Néanmoins, il ne ressort pas de l’ensemble des pièces versées en procédure qu’une consultation avec un professionnel de santé ait été effectuée soit préalablement au placement à l’isolement, soit durant la mesure alors qu’elle est prévue par la circulaire précitée et qu’elle était particulièrement indiquée dans le cas de M. [P] [B] au regard de ses antécédents médicaux.
Dans ces conditions, la prise en charge de M. [P] [B] dans le centre de rétention de [Localité 3] constitue un traitement inhumain ou dégradant au sens de la décision de la CEDH du 12 juillet 2016 déja évoquée.

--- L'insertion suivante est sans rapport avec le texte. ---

PR #119, opened 2024-06-18
Implement keeper for gov xmod

NYBACHOK:


Cargo.toml
```diff
@@ -13,7 +13,7 @@ members = [
   "gears-derive",
 
   # GAIA
-  "gaia-rs",
+  # "gaia-rs",
```
joneskm: Uncomment!

dmvict, line 16: Why do you do this?

x/bank/Cargo.toml
```diff
@@ -9,7 +9,7 @@ gears = { path = "../../gears", features = ["cli", "export", "xmods"] }
 
 #newtypes
 bytes = { workspace = true }
-ibc-proto = { workspace = true } # TODO: should we import through gears via core-types?
+ibc-proto = { workspace = true }
```
dmvict, line 12: Why did you remove this?

x/gov/src/keeper.rs
```diff
@@ -133,4 +144,271 @@ impl<SK: StoreKey, PSK: ParamsSubspaceKey, M: Module, BM: Module, BK: BankKeeper
...
+        None => Ok(None),
+    }
+}
+
+fn deposit_set<DB: Database>(
+    mut store: GasKVStoreMut<'_, DB>,
+    deposit: &MsgDeposit,
+) -> Result<(), GasStoreErrors> {
+    store.set(
+        MsgDeposit::key(deposit.proposal_id, &deposit.depositor),
```
dmvict, line 379: Can you update signature? It would look like `deposit.generete_key()`.

x/gov/src/msg/proposal.rs
```diff
@@ -0,0 +1,119 @@
...
+        Ok(MsgSubmitProposal::decode::<Bytes>(value.value.into())
+            .map_err(|e| CoreError::DecodeProtobuf(e.to_string()))?)
+    }
+}
+
+impl From<MsgSubmitProposal> for Any {
+    fn from(msg: MsgSubmitProposal) -> Self {
+        Any {
+            type_url: MsgSubmitProposal::TYPE_URL.to_string(),
+            value: msg.encode_vec().expect(IBC_ENCODE_UNWRAP),
```
dmvict, line 116: If I'm correct, the newer protobuf converts  bytes without result.

x/gov/src/msg/vote.rs
```diff
@@ -0,0 +1,132 @@
...
+#[derive(Debug, Clone, PartialEq, Serialize, Deserialize)]
+pub struct MsgVote {
+    pub proposal_id: u64,
+    pub voter: AccAddress,
+    pub option: VoteOption,
+}
+
+#[derive(Debug, Clone, PartialEq, Serialize, Deserialize)]
+pub enum VoteOption {
+    Empty = 0,
```
dmvict, line 26: Please, use common format for all options.

x/gov/src/keeper.rs
```diff
@@ -133,4 +144,271 @@ impl<SK: StoreKey, PSK: ParamsSubspaceKey, M: Module, BM: Module, BK: BankKeeper
...
+        ctx: &mut TxContext<'_, DB, SK>,
+        MsgSubmitProposal {
+            content,
+            initial_deposit,
+            proposer: _proposer,
+        }: MsgSubmitProposal,
+    ) -> anyhow::Result<u64> {
+        /*
+           in go they perform check is it possible to handle
+           proposal somehow, but not sure we need it and instead
```
joneskm, line 265: Perhaps add a link to the cosmos code?

x/bank/Cargo.toml
NYBACHOK: We had this discussion, or at least I think that we had. We need to export types in gears only if they being used more than once. So this comment is outdated.

NYBACHOK: Maybe better example why we should omit re-export of structures is `ibc-rs` xmod which rely on different version of `ibc-proto` then `gears`

x/gov/src/msg/proposal.rs
NYBACHOK: I use older from gears here.

x/gov/src/msg/vote.rs
NYBACHOK: Not sure what you mean?

Cargo.toml
NYBACHOK: Done

x/gov/src/keeper.rs
NYBACHOK: Done

x/gov/src/msg/vote.rs
dmvict: It is better to skip byte representation or add it for each option. 

I know that below contains code with this description. Some formal rules improves reading and it can.

NYBACHOK: Added to every option

PR #121, opened 2024-06-18
chore: add integration tests for staking module inside `gaia-rs`

dmvict:


x/staking/src/traits.rs
```diff
@@ -23,7 +23,7 @@ pub trait BankKeeper<SK: StoreKey, M: Module>: Clone + Send + Sync + 'static {
 
     fn get_all_balances<DB: Database, CTX: QueryableContext<DB, SK>>(
         &self,
-        ctx: &mut CTX, //TODO: why is this mutable?
```
NYBACHOK, line 26: It was mutable 'cause we used concrete context, which always was mutable

gaia-rs/tests/staking.rs
```diff
@@ -0,0 +1,490 @@
...
+    BondStatus, CommissionRatesRaw, CommissionRaw, DelegationResponse, Description,
+    RedelegationResponse, Validator,
+};
+use std::{path::PathBuf, str::FromStr};
+use utilities::ACC_ADDRESS;
+
+#[path = "./utilities.rs"]
+mod utilities;
+
+fn run_tx_local(
```
NYBACHOK, line 40: Could we reuse this method in others tests?

gaia-rs/tests/staking.rs
```diff
@@ -0,0 +1,490 @@
...
+            node: DEFAULT_TENDERMINT_RPC_ADDRESS.parse()?,
+            chain_id: ChainId::from_str("test-chain")?,
+            fee: None,
+            inner: WrappedGaiaTxCommands(command),
+        },
+        &GaiaCoreClient,
+    )
+}
+
+fn run_query_local(command: GaiaQueryCommands) -> anyhow::Result<GaiaQueryResponse> {
```
NYBACHOK, line 61: Same here

NYBACHOK (approved):

gaia-rs/tests/staking.rs
dmvict: Do you mean `utilities.rs`? Of course, we can. I suggest  it's  a smaller abstraction that allows to reduce a lot of code. 

I've used it many times in the file.

NYBACHOK: May you use it in this PR? Or make another one

PR #123, opened 2024-06-21
chore: improve staking, add methods, resolve issues

dmvict:


x/staking/src/keeper/redelegation.rs
```diff
@@ -348,7 +343,7 @@ impl<
         };
 
         let storage = InfallibleContextMut::infallible_store_mut(ctx, &self.store_key);
-        let mut store = storage.prefix_store_mut(UNBONDING_QUEUE_KEY);
+        let mut store = storage.prefix_store_mut(REDELEGATION_QUEUE_KEY);
```
NYBACHOK, line 346: Did you only rename key or changed it value? If you did, then check state hash of main and your branch

x/staking/src/keeper/store_iter.rs
```diff
@@ -0,0 +1,63 @@
...
+    store::database::{ext::UnwrapCorrupt, prefix::PrefixDB},
+    types::{
+        address::ValAddress,
+        store::{gas::errors::GasStoreErrors, kv::Store, range::StoreRange},
+    },
+};
+use std::{borrow::Cow, ops::Bound};
+
+#[derive(Debug)]
+struct StoreIterator<'a, DB>(StoreRange<'a, PrefixDB<DB>>);
```
NYBACHOK, line 12: Maybe we need this structure in gears?

x/staking/src/keeper/store_iter.rs
```diff
@@ -0,0 +1,63 @@
...
+    }
+}
+
+impl<'a, DB: Database> Iterator for UnbondingValidatorsIterator<'a, DB> {
+    type Item = Result<(Vec<u8>, Vec<ValAddress>), GasStoreErrors>;
+
+    fn next(&mut self) -> Option<Self::Item> {
+        self.0
+            .next()
+            .map(|r| r.map(|(k, v)| (k.to_vec(), serde_json::from_slice(&v).unwrap_or_corrupt())))
```
NYBACHOK, line 61: Not sure that `unwrap_or_corrupt` is correct in this case

x/staking/src/types/domain.rs
```diff
@@ -275,7 +279,7 @@ impl Validator {
             // TODO: infallible in sdk
             Decimal256::from_atomics(amount, 0).unwrap()
         } else {
-            // TODO: check the code, maybe remove unwrap
+            // panics in original implementation
```
NYBACHOK, line 282: Don't think that we need to follow cosmos logic on panic in gears. Remember gas case

x/staking/src/types/domain.rs
```diff
@@ -323,11 +324,9 @@ impl Validator {
         } else {
             // leave excess tokens in the validator
             // however fully use all the delegator shares
-            // TODO: infallible + floor
             let tokens = self.tokens_from_shares(del_shares).unwrap().to_uint_floor();
-            // TODO: check of negative result
+            // the library panics on substruct with overflow and this behavior is identical to sdk
```
NYBACHOK, line 328: Same comment about panic

tendermint/src/types/proto/crypto.rs
```diff
@@ -56,6 +58,14 @@ impl TryFrom<inner::PublicKey> for PublicKey {
     }
 }
 
+impl FromStr for PublicKey {
```
NYBACHOK, line 61: Not sure that this is a correct way of how `FromStr` should be implemented.

x/staking/src/keeper/redelegation.rs
dmvict: It was wrong key there.

I'll check.

x/staking/src/keeper/store_iter.rs
dmvict: We can have such structs. One for infallible stores, the other one for fallible.

x/staking/src/keeper/store_iter.rs
dmvict: It deserializes data from a store for a concrete domain type. I guess that it is correct place.
I had the same code but without iterator.

x/staking/src/keeper/store_iter.rs
NYBACHOK: If you want

tendermint/src/types/proto/crypto.rs
dmvict: The cosmos cli uses json based string to pass the key. And it's implementation for described case. 

Maybe, we can skip a part with key type declaration and hardcode `Ed25519`. Then we can read string with only key data.

x/staking/src/keeper/store_iter.rs
NYBACHOK: `unwrap_or_corrupt` panic with message that value expected to be in DB, but it wasn't found

tendermint/src/types/proto/crypto.rs
NYBACHOK: Okay. I get it now. You implemented `FromStr` 'cause of `clap`?

x/staking/src/types/domain.rs
dmvict: @joneskm What do you think? 
Should we panic if we cannot create/update a coin/share?

I suggest that the panic is correct because it locks node and it cannot update the chain with wrong amount of coins.

tendermint/src/types/proto/crypto.rs
NYBACHOK: I'll remind you that in our implementation cli command and command expected to be different structures, but which implement `TryFrom<T, Error = anyhow::Error>` and where I expected from user to do such conversions

x/staking/src/types/domain.rs
NYBACHOK: I have similar case... but it used in `end_block` which can't return errors

x/staking/src/keeper/store_iter.rs
dmvict: I've used a special message for such conversions but we decided to use `unwrap_or_corrupt`.  I can add the constant and use it again.

tendermint/src/types/proto/crypto.rs
dmvict: > Okay. I get it now. You implemented `FromStr` 'cause of `clap`?

I depends on input format. It is json string for now.

x/staking/src/keeper/store_iter.rs
NYBACHOK: If so, then it better change const value in database crate

tendermint/src/types/proto/crypto.rs
dmvict: > I'll remind you that in our implementation cli command and command expected to be different structures, but which implement TryFrom<T, Error = anyhow::Error> and where I expected from user to do such conversions

I had such conversion. I was asked to improve the cli with automatic conversion of `PublicKey` type.

NYBACHOK: Why not use some type which wrapps string and tries to parse it into `PublicKey`?

x/staking/src/types/domain.rs
joneskm: I guess this should never happen unless there's a bug somewhere? In which case `expect` it. My view is, if there's something that doesn't add up, better to halt the chain.

NYBACHOK: I don't think that halting node due to an issue with (for example) a transaction for one account is too much. Better return error for this tx

joneskm: I depends... if the problem is caused by the chain being in an "impossible/unreachable" state, even if it was found to be in such a state during tx processing, then the chain should be halted.

x/staking/src/keeper/redelegation.rs
dmvict: It's okay.

x/staking/src/keeper/unbonding.rs
```diff
@@ -219,11 +225,9 @@ impl<
...
 
             if height < block_height && (time <= block_time) {
-                for addr in v {
-                    let val_addr = ValAddress::from_bech32(addr)
-                        .expect("Failed to parse stored ValAddress in validators queue. Validators queue map contains vector of string addresses that could be a valid ValAddress representation.");
+                for val_addr in v {
                     let mut validator = self
-                        .validator(ctx, &val_addr)?
+                        .validator(ctx, val_addr)?
                         .expect("validator in the unbonding queue was not found");
```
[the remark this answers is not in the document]
dmvict: The sdk code requires a validator in this point. All `*mature*` methods require existed validators,

x/staking/src/types/domain.rs
dmvict: I checked the method. It is called from fallible method. But the case is rather `impossible/unreachable` because a use can't have a negative balance.

x/staking/src/types/domain.rs
joneskm: In this case, I don't think we should panic. This action can legitimately fail e.g. if the amount to delegate cannot fit into a `Decimal256`.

Ainsi, sans qu’il soit besoin d’évoquer les autres moyens soulevés, l’atteinte portée à sa personne dans de telles conditions justifie le refus de deuxième prolongation de la mesure de rétention et sa remise en liberté.
En conséquence, il convient de faire droit à l’appel de M. [P] [B], de rejeter la requête en seconde prolongation de M. le Préfet et d’ordonner la remise en liberté.
PAR CES MOTIFS :
DECLARONS l’appel de M. [D] [P] [B] recevable en la forme ;
au fond, Y FAISANT DROIT;
INFIRMONS l’ordonnance du juge des libertés et de la détention de [Localité 5] en date du 7 février 2026 ;
Statuant à nouveau,
REJETONS la requête de M. le Préfet du Haut-Rhin en deuxième prolongation,
ORDONNONS la remise en liberté de M. [D] [P] [B].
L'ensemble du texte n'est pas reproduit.